You have the right to:

  • Access: see what we have. Settings → Export data.
  • Correct: fix anything inaccurate. Edit it in the app, or email us.
  • Delete: remove your account and the data tied to it. Settings → Delete account, or email us.
  • Port: take it elsewhere. The export is structured JSON.
  • Opt out of analytics: Settings → Privacy → Analytics.

California residents (CCPA / CPRA)

You may request to know what we collect, request deletion, and request that we do not “sell” or “share” your data — although we do not sell or share for cross-context advertising in the first place. To exercise these rights, email privacy@holdfastbudget.com from the address tied to your account.
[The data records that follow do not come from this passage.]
PR #1716, opened 2025-05-23
fix: Selection clicking between blocks

matthewlipski:


nperez0111 (approved):
👍  this looks about right to me. Good work on this, I know it can be annoying

nperez0111:
Oof good catch @YousefED, yea given that the line-height is the majority of this fix, it looks like we might be at a stalemate here.

PR #1717, opened 2025-05-23
fix: Selection clicking editor padding

matthewlipski:
# Problem

In Chrome, clicking the editor padding on the right side of a list item block moves the selection to the block's start instead of end. This is because the list item indicators are displayed using a `:before` pseudo-element, which Chrome seems to prioritize over the block content element, despite it being closer to the cursor.

[This ProseMirror discussion](https://discuss.prosemirror.net/t/mouse-down-selection-behaviour-different-on-chrome/8426) has some more information on the issue.

# Solution

This PR makes the `:before` elements for list item indicators have a height of 0, which fixes the issue in Chrome. The elements are positioned exactly as they were before as the element's overflow is visible, and some additional rules have been added to fix the alignment that was broken from the height change.

Before:

https://github.com/user-attachments/assets/36e56bfc-4206-4f6e-ae50-890de074d580

After:

https://github.com/user-attachments/assets/dcb5a1d2-c9ba-4993-a023-9fd90ceb1839

# Caveats

Feels slightly hacky, but don't think it should cause any issues.

# Alternatives tried

Using `display: inline` instead of flexbox: Added a space to the server rendered editor that couldn't be removed without hacks. Also caused an issue when the block was empty on Firefox. See [this comment]() for both of these.

Custom selection handling logic: Was overly complex and somewhat hacky.


packages/core/src/editor/Block.css
```diff
@@ -14,23 +14,32 @@ BASIC STYLES
...
+  /* Workaround for selection issue on Chrome, see #1588 and also here:
+  https://discuss.prosemirror.net/t/mouse-down-selection-behaviour-different-on-chrome/8426
+  The :before element causes the selection to be set in the wrong place vs 
+  other browsers. Setting no height fixes this, while list item indicators are 
+  still displayed fine as overflow is not hidden. */
+  height: 0;
+  /* Also have to center the text vertically to ensure alignment at different 
+  line heights (which we change for `.bn-inline-content` below). */
+  display: flex;
+  align-items: center;
```
nperez0111, line 40: Let's also explicitly set the overflow to show. There are many CSS resets out there so if you rely on a default behavior it may not work in some projects.

nperez0111 (approved):

PR #1724, opened 2025-05-29
refactor: zod poc

### LINKED ISSUE #444: Props complexity for custom blocks
I currently try to benchmark BlockNote for my use cases, including complex custom blocks, currently, the type system is only allowing props to be `string`, `number` or `boolean`, and for example, my use case is a block that have an array of object containing a title and some text, each element of the array is a possible display of the block, this doesn't look possible (or with many `@ts-ignore`?) maybe I'm missing something or do something wrong.

Being able to have complex props types

Encode my objects/array to JSON, but it's messy and really not great

**Additional context**

YousefED:
This is a POC to use Zod instead of our custom schema language for block and inline content props. Let's discuss if this is a direction we want to take. If so, we should:

- [ ] add tests for more complex schemas than we currently support
- [ ] use the same pattern for styles?
- [ ] fix the other packages / examples. Atm at least all tests in `core` and `tests` pass!
- [ ] validate input / output types are still the same. E.g.: can a heading only take the configured levels. And does the output type of a document with a heading always have the level prop?
- [ ] (optional) create a backwards compatible API for custom blocks (we could translate the old schema passed to `createReactBlockSpec` to a Zod schema
- [ ] check compatibility with yjs

thanks @aeplay for mentioning this in your talk 😂

closes https://github.com/TypeCellOS/BlockNote/issues/444


packages/core/src/extensions/BackgroundColor/BackgroundColorExtension.ts
```diff
@@ -10,15 +10,15 @@ export const BackgroundColorExtension = Extension.create({
         types: ["blockContainer", "tableCell", "tableHeader"],
         attributes: {
           backgroundColor: {
-            default: defaultProps.backgroundColor.default,
+            default: defaultProps.shape.backgroundColor._zod.def.defaultValue,
```
nperez0111, line 13: I don't really like reaching into what feels like an internal value for this, is there another way of doing it that is part of the public API?

PR #1729, opened 2025-05-30
fix: Restrict auto list conversion to paragraphs

### LINKED ISSUE #1710: Typing 1. or + and hitting space changes block type.
I'm having an issue where if I write 1. or "+" inside of a custom block and then hit space, it will change the block type to a list. This behavior is present in the [alert block with full dx example](https://www.blocknotejs.org/examples/custom-schema/alert-block-full-ux).

I'm not sure if there is a way to create an API for this other than listening on tiptap events manually. Looking for guidance.

I tried to check prosemirror and tiptap docs but couldn't find anything helpful. I also read through existing issues and couldn't find anything similar.

**Bonus**

Mulgyeol:
## Description
When users type list markers ("1." or "-/+/*") at the beginning of a block, BlockNote automatically converts it into a list.
Previously, this conversion would trigger in any block with inline content, including headings and custom blocks.
This was disruptive when users wanted to start headings or other blocks with numbers or list markers.

This change restricts the auto-conversion to list blocks to paragraph blocks only,
preserving these inputs in other block types as plain text.

Fixes #1710

## Changes
- Modified the input rule condition in NumberedListItemBlockContent.ts to check for paragraph blocks specifically
- Modified the input rule condition in BulletListItemBlockContent.ts to check for paragraph blocks specifically

## Testing
The following scenarios should be tested:

1. In a heading block:
   - Type "1." at the start
   - Expected: Text remains as "1." without converting to a numbered list
   - Type "-" or "+" at the start
   - Expected: Text remains as is without converting to a bullet list

2. In a paragraph block:
   - Type "1." at the start
   - Expected: Block converts to a numbered list item
   - Type "-" or "+" at the start
   - Expected: Block converts to a bullet list item

3. In a custom block (like alert block):
   - Type "1." or list markers (-/+/*)
   - Expected: Text remains as is without converting to any type of list

### DIFF
--- a/packages/core/src/blocks/ListItemBlockContent/BulletListItemBlockContent/BulletListItemBlockContent.ts
+++ b/packages/core/src/blocks/ListItemBlockContent/BulletListItemBlockContent/BulletListItemBlockContent.ts
@@ -29,7 +29,12 @@ const BulletListItemBlockContent = createStronglyTypedTiptapNode({
         find: new RegExp(`^[-+*]\\s$`),
         handler: ({ state, chain, range }) => {
           const blockInfo = getBlockInfoFromSelection(state);
-          if (blockInfo.blockNoteType !== "paragraph") {
+          if (
+            !blockInfo.isBlockContainer ||
+            blockInfo.blockContent.node.type.spec.content !== "inline*" ||
+            blockInfo.blockNoteType === "bulletListItem" ||
+            blockInfo.blockNoteType === "heading"
+          ) {
             return;
           }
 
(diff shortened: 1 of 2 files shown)


Mulgyeol:
@nperez0111 

I see your point — restricting auto-conversion in non-paragraph blocks might cause inconvenience for users who expect that feature.
So, I reverted the previous approach and now restrict auto list conversion only in heading blocks, allowing it for other block types for more flexibility.

I figured that heading blocks are explicitly intended for titles, and users starting with "1." or "-" in those contexts are typically not trying to create a listso this felt like a safe and targeted change to apply directly.

PR #1736, opened 2025-06-03
fix: Typing improvements

matthewlipski:
This PR adds a few minor improvements to typing:

- Type guards have been added to check if an arbitrary block is in an editor's schema.
- Some utility types for inline content have been added, that already exist for blocks.
- The `render` function for custom react inline content now provides the editor in its props.


nperez0111 (approved):
Yep, this is better, thanks for extracting it

PR #2896, opened 2026-07-16
fix: Plain content issues

matthewlipski:
# Summary

This PR fixes some leftover issues from #2868:

1. Inline content had its type updated to support `content: "plain"`, but the type was not propagated fully and the implementation was missing.
2. Typing for `ReactBlockSpec.ts` was not updated to support plain text content.

## Rationale

The aforementioned issues are blocking for #2857.

## Changes

Fixed the 2 issues listed above.

## Impact

N/A

## Testing

TODO

## Screenshots/Video

N/A

## Checklist

## Additional Notes

N/A


packages/core/src/api/nodeConversions/blockToNode.ts
```diff
@@ -64,7 +64,11 @@ function styledTextToNodes<T extends StyleSchema>(
       ? [...schema.nodes[blockType].allowedMarks(marks)]
       : marks;
 
-  const parseHardBreaks = !blockType || !schema.nodes[blockType].spec.code;
+  // Plain content nodes hold raw text — including newlines —
+  // rather than inline content, so they can't contain `hardBreak` nodes. Keep
+  // newlines as text characters for them instead of splitting into hard breaks.
+  const parseHardBreaks =
+    !blockType || !isPlainContentNodeType(schema, schema.nodes[blockType]);
```
nperez0111, line 71: should still be for code too no?

nperez0111 (approved):

packages/core/src/api/nodeConversions/blockToNode.ts
matthewlipski: I think the only case it matters is if someone creates a block with `code: true` and `content: "styled"`, which is unlikely to ever happen since code should be `content: "plain"`. But if someone does do that, we can just parse line breaks normally. We were just checking for code before since `content: "plain"` didn't exist.

PR #2911, opened 2026-07-22
fix: `getCellSelection` throwing error in positions (BLO-1193)

### LINKED ISSUE #2748: RangeError: Position -1 out of range when clicking left margin with table
### What’s broken?

When having a static formatting toolbar, and a table as the first block of the editor, clicking in the left margin of it will crash the editor (the whole client to feel more precise) - You have to click the empty space, avoid clicking the plus sign or the drag icon.

An easier way to reproduce it is having a table as the first block, then create a second block beneath it and nest it. Then you click the margin on the nested block (there's plenty of space to click now) the crash occurs again.

I tested a possible fix in `packages/core/src/extensions/TableHandles/TableHandles.ts` in `getCellSelection`:

```ts
<...>
return editor.transact((tr) => {
        <...>
        } else {
          const fromCellPos =
            selection.$from.pos - selection.$from.parentOffset - 1;
          const toCellPos =
            selection.$to.pos - selection.$to.parentOffset - 1;

          // Opt-out when the selection is not pointing into cells
          if (fromCellPos <= 1 || toCellPos <= 1) {
            return undefined;
          }

          $fromCell = tr.doc.resolve(fromCellPos);
          $toCell = tr.doc.resolve(toCellPos);
        }
<...>
```

And that worked, but I am not sure if that's the right approach, seems buggy to select a magic number like 1 to be the threshold of `fromCellPos` and `toCellPos`.

I'd expect it not to crash if I clicked anywhere, really.

### Steps to reproduce

1. Create a new document with static toolbar (there's an example in the playground with it);
2. With an empty document, create a table as the first block in the editor;
3. Create another block and then nest it;
4. When hovering the nested block you'll see the plus sign and the drag button a bit to the right, click on the empty space to its left;
5. See the whole thing crashes, with error `RangeError: Position -1 out of range`;

### BlockNote version

I could reproduce with v0.50.0, but I know it also happened with v0.48.1

### Environment

Chrome v140.0.7339.80 - Ubuntu 22.04

### Additional context

Following videos done with example static-formatting-toolbar from playground

I'll link a video of the problem:

The easiest way to reproduce:

https://github.com/user-attachments/assets/a50e1c75-cd0d-4fae-a81b-b298103e94eb

A bit harderbut still able:

https://github.com/user-attachments/assets/10b588f5-bb2b-4b9f-b2c1-e449d58a4d7e

matthewlipski:
# Summary

`TableHandlesExtension.getCellSelection` throws an error when the selection is within a table block but not actually a cell selection. For example, the selection can be a gap cursor at the start of the table.

In the static formatting toolbar example, the text alignment buttons call `getCellSelection` on selection change. In this example, if a table is at the start of the document, you can move the selection to a gap cursor above the table using the up arrow key or clicking in certain places to the side of the table. The text alignment buttons call `getCellSelection` which errors.

Closes #2748 

## Rationale

This is an uncommon error, but one that should be fixed either way.

## Changes

- Added additional checks before & after resolving cell positions to ensure they actually point to cells.

## Impact

N/A

## Testing

Added unit tests.

## Screenshots/Video

N/A

## Checklist

## Additional Notes

It seems strange that a button in the formatting toolbar should even need the table handles extension, so we may want to fix this also.

## Summary by CodeRabbit

* **Bug Fixes**
  * Improved table selection handling for cursor positions outside table cells, including gap cursors near tables and nested blocks.
  * Prevented invalid cell selections when the cursor is not inside a table cell.

* **Tests**
  * Added coverage for valid table-cell selections and non-table cursor positions.

### DIFF
--- a/packages/core/src/blocks/Table/TableExtension.test.ts
+++ b/packages/core/src/blocks/Table/TableExtension.test.ts
@@ -1,3 +1,4 @@
+import { GapCursor } from "@tiptap/pm/gapcursor";
 import { TextSelection } from "prosemirror-state";
 import { CellSelection } from "prosemirror-tables";
 import {
@@ -10,6 +11,7 @@ import {
 } from "vite-plus/test";
 
 import { BlockNoteEditor } from "../../editor/BlockNoteEditor.js";
+import { TableHandlesExtension } from "../../extensions/TableHandles/TableHandles.js";
 import type { PartialBlock } from "../defaultBlocks.js";
 
 /**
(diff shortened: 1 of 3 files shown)


nperez0111 (approved):

GuiLeme:
Hello, everyone! Thanks for the fix. Do you have an estimated release date for the version that includes this fix?

PR #2912, opened 2026-07-22
fix: ignore useless block/inline content mutations (BLO-1224)

### LINKED ISSUE #2818: Dark reader extension memory leak
### What’s broken?

Lot of users are using dark reader extensions, we got some complains about performance issues when they were using it.

After investigation, I noticed that 2 blocks give issues with a dark reader extension:
- having a code block (with languages setup) with a dark reader extension, make the tab to be totally unusable. https://www.blocknotejs.org/examples/theming/code-block
- the toggle blocks seems to not be supported neither https://www.blocknotejs.org/examples/custom-schema/toggleable-blocks

To works with a dark reader extension.

### Steps to reproduce

On Chrome, I used Dark reader, https://chromewebstore.google.com/detail/dark-reader/eimadpbcbfnmbkopoojfekhnkhdbieeh?hl=en-US&utm_source=ext_sidebar

### BlockNote version

v0.51.3

### Environment

Chrome

### Additional context

_No response_

### Contribution

### Sponsor

matthewlipski:
# Summary

This PR makes blocks & inline content ignore all mutations which don't modify the block/inline content's content. By default, ProseMirror handles all DOM mutations to a node. This is to allow changes in the view to propagate to the state. For BlockNote, this isn't really needed - you're expected to update the state (e.g. by updating a block's props) and let those changes trigger a re-render to propagate them to the view.

This has a number of benefits. For one, interactive elements that are view-only and aren't tied to e.g. a block's props won't cause re-renders. Also, browser extensions may modify inline styles on elements in the editor. Because these are DOM mutations, ProseMirror picks them up and triggers a re-render, and ends up causing an infinite re-render loop.

Closes #2818 

## Rationale

We expect most people to create custom blocks using React, so these changes don't really apply there. So this PR is mostly to prevent issues with browser extensions like DarkReader.

## Changes

- Added `ignoreNonContentMutations`.

## Impact

N/A

## Testing

Added unit tests.

## Screenshots/Video

N/A

## Checklist

## Additional Notes

N/A

## Summary by CodeRabbit

* **Bug Fixes**
  * Reduced unnecessary editor re-renders caused by irrelevant DOM changes in block and inline content views.
  * Improved compatibility with browser extensions and other tools that rewrite DOM attributes or structure.
  * Preserved updates to actual content and selection changes while ignoring unrelated mutations.

* **Tests**
  * Added coverage for content, selection, attribute, and non-content DOM mutations.

### DIFF
--- a/packages/core/src/schema/blocks/createSpec.ts
+++ b/packages/core/src/schema/blocks/createSpec.ts
@@ -7,6 +7,7 @@ import {
 } from "@tiptap/pm/model";
 import { NodeView } from "@tiptap/pm/view";
 import { mergeParagraphs } from "../../blocks/defaultBlockHelpers.js";
+import { ignoreNonContentMutations } from "../nodeViewMutations.js";
 import {
   Extension,
   ExtensionFactoryInstance,
@@ -270,6 +271,11 @@ export function addNodeAndExtensionsToSpec<
           if (blockImplementation.meta?.selectable === false) {
             applyNonSelectableBlockFix(typedNodeView, this.editor);
           }
+
+          // Ignores DOM mutations that don't affect the block's content, so
+          // that browser extensions which rewrite the DOM (e.g. Dark Reader)
+          // can't trigger an infinite re-render loop that freezes the tab.
+          ignoreNonContentMutations(typedNodeView);
 
           // See explanation for why `update` is not implemented for NodeViews
           // https://github.com/TypeCellOS/BlockNote/pull/1904#discussion_r2313461464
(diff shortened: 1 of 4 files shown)


nperez0111 (commented):
This is probably fine, but I'd want to see how it handles something like a data-open attribute on the block element. Like is the behavior different before & after this change? Does this change make it more reasonable?

matthewlipski:
> This is probably fine, but I'd want to see how it handles something like a data-open attribute on the block element. Like is the behavior different before & after this change? Does this change make it more reasonable?

It only affects mutations for block content elements, so elements matching `.bn-block[data-open]` will work the same as before. I.e. updating the attribute directly will cause a re-render to ensure the view is in sync with the underlying state.

For attributes on block content elements (`.bn-block-content`), updating a HTML attribute won't trigger a re-render. I guess the one potential issue is that if a `data-open` attribute is rendered from an `open` prop, updating the attribute will cause it to be out of sync with the underlying prop. Though in all of the docs and examples we're pretty explicit that you should update a block's props if you want it to render something else, so this shouldn't be something people run into.

PR #2918, opened 2026-07-25
fix(core): prefer longest suggestion menu trigger over shadowing shor…

Gxrvish:
# Summary

  Fix multi-character suggestion menu triggers (e.g. `img:`) that never opened when a shorter registered trigger (e.g. the default emoji `:`) shadowed them. Fixes https://github.com/TypeCellOS/BlockNote/issues/2905.

  ## Rationale

  `SuggestionMenuController` with `triggerCharacter="img:"` never fired. The default emoji picker registers `:`, and `handleTextInput` matched the first trigger in insertion order — so the single-char `:` always won and consumed the input before `img:` was ever checked. `img#` (no competing trigger) and `:` alone both worked, which masked the bug.

  ## Changes

  - Sort candidate triggers by length descending in `handleTextInput` so the most specific (longest) trigger matches first.
  - Fix an off-by-one in the multi-character prefix lookup: `from - triggerChar.length` grabbed one extra char, so a trigger preceded by other text on the same line (e.g. `hello img:`) never matched. Now `from - (triggerChar.length - 1)`.

  ## Impact

  - Scoped to `@blocknote/core` `SuggestionMenu.handleTextInput`.
  - Multi-char triggers that collide on their final char with a shorter trigger now resolve to the longer one.
  - Single-char triggers and programmatic menu opening are unaffected (single-char path unchanged; sort is stable for equal lengths).

  ## Testing

  - Added 2 unit tests in `SuggestionMenu.test.ts`:
    - `img:` preferred over a `:` trigger registered first (shadowing case).
    - `img:` matches mid-line (`hello img` + `:`), covering the off-by-one fix.
  - Verified both new tests fail on unfixed source and pass with the fix.
  - `pnpm lint` (full, type-aware) clean.
  - Pre-existing unrelated failures on this machine: `chatHandlers.test.ts` (needs Node 22 iterator helpers; running Node 20) and `htmlBlocks.test.ts` (needs LLM provider keys). Neither touches this change.

  ## Screenshots/Video

  N/A — non-visual logic fix.

  ## Checklist

  - [x] Code follows the project's coding standards.
  - [x] Unit tests covering the new feature have been added.
  - [x] All existing tests pass. 
  - [ ] The documentation has been updated to reflect the new feature 

## Summary by CodeRabbit

* **Bug Fixes**
  * Improved suggestion menu matching so longer, multi-character triggers take precedence over shorter triggers.
  * Multi-character triggers now work correctly when typed after existing text within a paragraph.
[...]

PR #2930, opened 2026-07-29
fix: suggestion menu behaviour (BLO-1283, BLO-955)

### LINKED ISSUE #2090: Suggestion menu not opening when text is selected
I have a suggestion menu on '@' trigger its not working if I select a text and then enter the '@' character, is there any workaround or functions to get this use case working?
Also i can see this behaviour in block note official examples 

Steps to reproduce:
Type and select some characters
Then enter '@'

Expectation:
Suggestion menu should be opened

Actual:
No suggestion menu opened

### LINKED ISSUE #2905: `:` is not supported on multi-character trigger for suggestion menus
### What’s broken?

When defining a `SuggestionMenuController` with a multi-character trigger, colons prevent the menu from ever being triggered.

The menu should open fine with a colon.

### Steps to reproduce

```tsx
<SuggestionMenuController
      triggerCharacter={"img:"}
      getItems={...}
      suggestionMenuComponent={...}
    />
```

Note that both `img#`  and `:` alone work too. 

### BlockNote version

v0.51.4

### Environment

Firefox 152.0.4, Fedora 44

### Additional context

_No response_

### Contribution

### Sponsor

matthewlipski:
# Summary

Thanks to @Gxrvish for much of the code in this PR, originally from #2918!

This PR fixes 2 issues r.e. suggestion menus:

1. Suggestion menus with multi-character triggers don't work properly. There is no prioritization of longer triggers, so given e.g. triggers `:` and `img:`, when `img:` is typed by the user, the `:` trigger suggestion menu may prioritized with no way to control this behaviour. Also, for longer triggers, checking if they are entered while the text cursor is at the start of the document will throw errors.
2. Inputting a suggestion menu trigger while a selection is active clears the selection but doesn't open the suggestion menu.

Issue 1 is fixed using basically the same code as proposed in #2918. Issue 2 is fixed by removing a check which ensures the selection is empty before opening a suggestion menu. Given that this was an intentional check we were making, this is more a change in behaviour rather than a bug fix.

Both issues are included in this PR as they touch basically the exact same snippet of code.

Closes #2905 
Closes #2090 

## Rationale

While a suggestion menu's `triggerCharacter` suggests that a single character should be used, there is not much added complexity to make longer strings work.

As for the suggestion menu opening while a selection is active, this seems to be more in-line with the behaviour of other products.

## Changes

- Removed check for empty selection when determining if a suggestion menu should be opened.
- Made suggestion menu triggers get ordered by length when determining if a suggestion menu should be opened.
- Added handling for edge case when a suggestion menu trigger is longer than the text before the cursor, so that we don't attempt to fetch text from an invalid position.
- Made a small update to docs to note that `triggerCharacter` also accepts longer strings.

## Impact

N/A

## Testing

Added unit tests.

## Screenshots/Video

N/A

## Checklist

## Additional Notes

N/A

## Summary by CodeRabbit

- **New Features**
  - Suggestion menus now support multi-character triggers such as `img:` and `ref:`.
  - Longer matching triggers take precedence over shorter overlapping triggers.
  - Shorter triggers remain available when a longer trigger does not match the surrounding text.

- **Documentation**
  - Updated guidance to explain multi-character suggestion-menu triggers and matching behavior.

### DIFF
--- a/packages/core/src/extensions/SuggestionMenu/SuggestionMenu.ts
+++ b/packages/core/src/extensions/SuggestionMenu/SuggestionMenu.ts
@@ -338,44 +338,41 @@ export const SuggestionMenu = createExtension(({ editor }) => {
         },
 
         props: {
-          handleTextInput(view, from, to, text) {
-            // only on insert
-            if (from === to) {
-              const doc = view.state.doc;
-              // Sort triggers by length (longest first) so that a more specific
-              // multi-character trigger (e.g. "img:") is preferred over a shorter
-              // one (e.g. ":") that would otherwise shadow it by matching first.
-              const triggers = [...suggestionMenus.entries()].sort(
-                ([a], [b]) => b.length - a.length,
-              );
-              for (const [trigger, menuOptions] of triggers) {
-                const input =
-                  doc.textBetween(
-                    // If the cursor is at the very start of the document, and we are checking if
-                    // an n-character trigger has been entered (e.g. "img:"), we need to get the n
-                    // characters before the text cursor to compare do so. However, the text cursor
-                    // may be near the start of the document and not have n characters before it.
-                    Math.max(0, from - trigger.length - text.length),
-                    from,
-                  ) + text;
-                if (trigger === input) {
-                  // Check the per-suggestion-menu filter before activating.
-                  if (
-                    menuOptions.shouldOpen &&
-                    !menuOptions.shouldOpen(view.state.tr)
-                  ) {
-                    continue;
-                  }
-                  view.dispatch(view.state.tr.insertText(text));
-                  view.dispatch(
-                    view.state.tr
-                      .setMeta(suggestionMenuPluginKey, {
-                        triggerCharacter: input,
-                      })
-                      .scrollIntoView(),
-                  );
-                  return true;
+          handleTextInput(view, from, _to, text) {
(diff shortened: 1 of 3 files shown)


Gxrvish:
@matthewlipski can you atleast give credits to original author?
Thanks!🙏

packages/core/src/extensions/SuggestionMenu/SuggestionMenu.ts
```diff
@@ -332,34 +338,41 @@ export const SuggestionMenu = createExtension(({ editor }) => {
         },
 
         props: {
-          handleTextInput(view, from, to, text) {
-            // only on insert
-            if (from === to) {
```
nperez0111, line 337: I think we still want this if statement no? We don't want this to trigger on a backspacing

nperez0111 (changes requested):

packages/core/src/extensions/SuggestionMenu/SuggestionMenu.ts
matthewlipski: `handleTextInput` only fires when there is actually text being inserted, so it doesn't fire on backspace/delete/enter/etc.

nperez0111 (approved):

PR #2931, opened 2026-07-29
fix: HTML export/parse round trip ignoring empty blocks (BLO-873)

### LINKED ISSUE #986: Empty paragraphs are being removed
**Describe the bug**
Empty paragraphs are being removed, Which is sometimes crucial for the formatting of the text.

**To Reproduce**

Load the following content

```
<p class="bn-inline-content">asdfasdf</p><p class="bn-inline-content">asd</p><p class="bn-inline-content">f</p><p class="bn-inline-content">asdf</p><p class="bn-inline-content"></p><p class="bn-inline-content"></p><p class="bn-inline-content"></p><p class="bn-inline-content"></p><p class="bn-inline-content"></p><p class="bn-inline-content"></p><p class="bn-inline-content"></p><p class="bn-inline-content"></p>
```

EU / UK residents (GDPR / UK GDPR)

Our legal basis for processing your account data is contractual necessity (we need the data to provide the service you signed up for). For analytics, the legal basis is legitimate interest. You may withdraw consent for analytics at any time without affecting the lawfulness of prior processing. You also have the right to lodge a complaint with your supervisory authority.

9 · Cookies & tracking

Holdfast uses cookies and localStorage for these purposes:

  • Authentication. Keep you signed in across sessions.
  • UI state. Remember which side panel you collapsed.
  • Product analytics. PostHog assigns an anonymous identifier on first visit; you can opt out from Settings.

We do not use third-party advertising cookies. We do not run remarketing pixels (Meta, Google Ads, TikTok). We do not participate in cross-site tracking networks.

10 · Children

Holdfast is not directed at children under 13, and we do not knowingly collect personal information from anyone under 13. If you believe a minor has created an account, email privacy@holdfastbudget.com and we will remove it.

11 · Changes to this policy

When we change this policy, we will update the date at the top and, if the change is material, send you an email and surface a banner inside the app. Continued use after the change indicates acceptance of the updated terms.

12 · Contact

Questions about this policy, or about a specific piece of data we hold about you, go to:

privacy@holdfastbudget.com
Holdfast Budget Planner
[postal address before publication]

For general support: support@holdfastbudget.com.
For crisis, legal, or financial-aid resources, see our always-on Resources page.